» Available data:
PR #1492, opened 2018-04-20
[Resteasy-1863]:SseEventSourceImpl should not close http client engine

jimma:


NicoNes:
@jimma actually closing the `CloseableHttpResponse` will have the same effect as setting the `connection:close` header right ?
- The connection will be closed without blocking but not added back to the pool.
- Same situation if the server-side close the connection.
- the user connection pool will lost connections affecting the performance of other standard rest request.

What about using `URLConnectionEngine` in `ApacheHttpClient4Engine` just to invoke SSE request ? We will take adavanatge of JDK mechanism and not affect the user connection pool if a connection is being discarded because the stream cannot be read in hurry mode.

jimma:
> @jimma actually closing the CloseableHttpResponse will have the same effect as setting the connection:close header right ?

If you mean force to close the eventsouce , it is the same effect.  But It's a bit different when the event sink is closed in server and terminating chunk is received before close the eventsouce , the connection can be reused, it's keep alive.

> - The connection will be closed without blocking but not added back to the pool.

Yes. That's the not expensive to do this. 

> - Same situation if the server-side close the connection.

Do you mean the even sink is closed before event source is closed ? This really depends the server side implementation. If http header is sent with "keep-alive" , server won't close the connection. 

>- the user connection pool will lost connections affecting the performance of other standard rest request.

For the chunked inputstream it has to discard the connection. And it seems the efficient way to do this. 

> What about using URLConnectionEngine in ApacheHttpClient4Engine just to invoke SSE request ?
 We will take adavanatge of JDK mechanism and not affect the user connection pool if a connection is being discarded because the stream cannot be read in hurry mode.

I only implement this for ApacheHttpClientEngine now and will have a look at URLConnectionEngine. What do you mean by not affect the user connection pool ? For jdk url connection,  connection is discarded(server socket close) and won't return back to pool.

NicoNes:
>  But It's a bit different when the event sink is closed in server and terminating chunk is received before close the eventsouce , the connection can be reused, it's keep alive.

Actually  I dont think that closing the CloseableHttpResponse will allow to reuse the TCP connection event if the terminating chunked has been received. According to the doc and the code it seems that the connection is always discarded and not added back to the pool to be reused.
That's the issue encountered by the jersey guys here https://github.com/jersey/jersey/issues/3358

So If the connection is always discarded not added back to the pool, later a new TCP connection will have to be established and this is the expensive operation.

NicoNes:
A simple code snipet as an example off what I was saying above:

» Task directions:
When you output the entries, keep every line exactly as it appears above.

» Response:
PR #1492, opened 2018-04-20
[Resteasy-1863]:SseEventSourceImpl should not close http client engine

jimma:


NicoNes:
@jimma actually closing the `CloseableHttpResponse` will have the same effect as setting the `connection:close` header right ?
- The connection will be closed without blocking but not added back to the pool.
- Same situation if the server-side close the connection.
- the user connection pool will lost connections affecting the performance of other standard rest request.

What about using `URLConnectionEngine` in `ApacheHttpClient4Engine` just to invoke SSE request ? We will take adavanatge of JDK mechanism and not affect the user connection pool if a connection is being discarded because the stream cannot be read in hurry mode.

jimma:
> @jimma actually closing the CloseableHttpResponse will have the same effect as setting the connection:close header right ?

If you mean force to close the eventsouce , it is the same effect.  But It's a bit different when the event sink is closed in server and terminating chunk is received before close the eventsouce , the connection can be reused, it's keep alive.

> - The connection will be closed without blocking but not added back to the pool.

Yes. That's the not expensive to do this. 

> - Same situation if the server-side close the connection.

Do you mean the even sink is closed before event source is closed ? This really depends the server side implementation. If http header is sent with "keep-alive" , server won't close the connection. 

>- the user connection pool will lost connections affecting the performance of other standard rest request.

For the chunked inputstream it has to discard the connection. And it seems the efficient way to do this. 

> What about using URLConnectionEngine in ApacheHttpClient4Engine just to invoke SSE request ?
 We will take adavanatge of JDK mechanism and not affect the user connection pool if a connection is being discarded because the stream cannot be read in hurry mode.

I only implement this for ApacheHttpClientEngine now and will have a look at URLConnectionEngine. What do you mean by not affect the user connection pool ? For jdk url connection,  connection is discarded(server socket close) and won't return back to pool.

NicoNes:
>  But It's a bit different when the event sink is closed in server and terminating chunk is received before close the eventsouce , the connection can be reused, it's keep alive.

Actually  I dont think that closing the CloseableHttpResponse will allow to reuse the TCP connection event if the terminating chunked has been received. According to the doc and the code it seems that the connection is always discarded and not added back to the pool to be reused.
That's the issue encountered by the jersey guys here https://github.com/jersey/jersey/issues/3358

So If the connection is always discarded not added back to the pool, later a new TCP connection will have to be established and this is the expensive operation.

NicoNes:
A simple code snipet as an example off what I was saying above:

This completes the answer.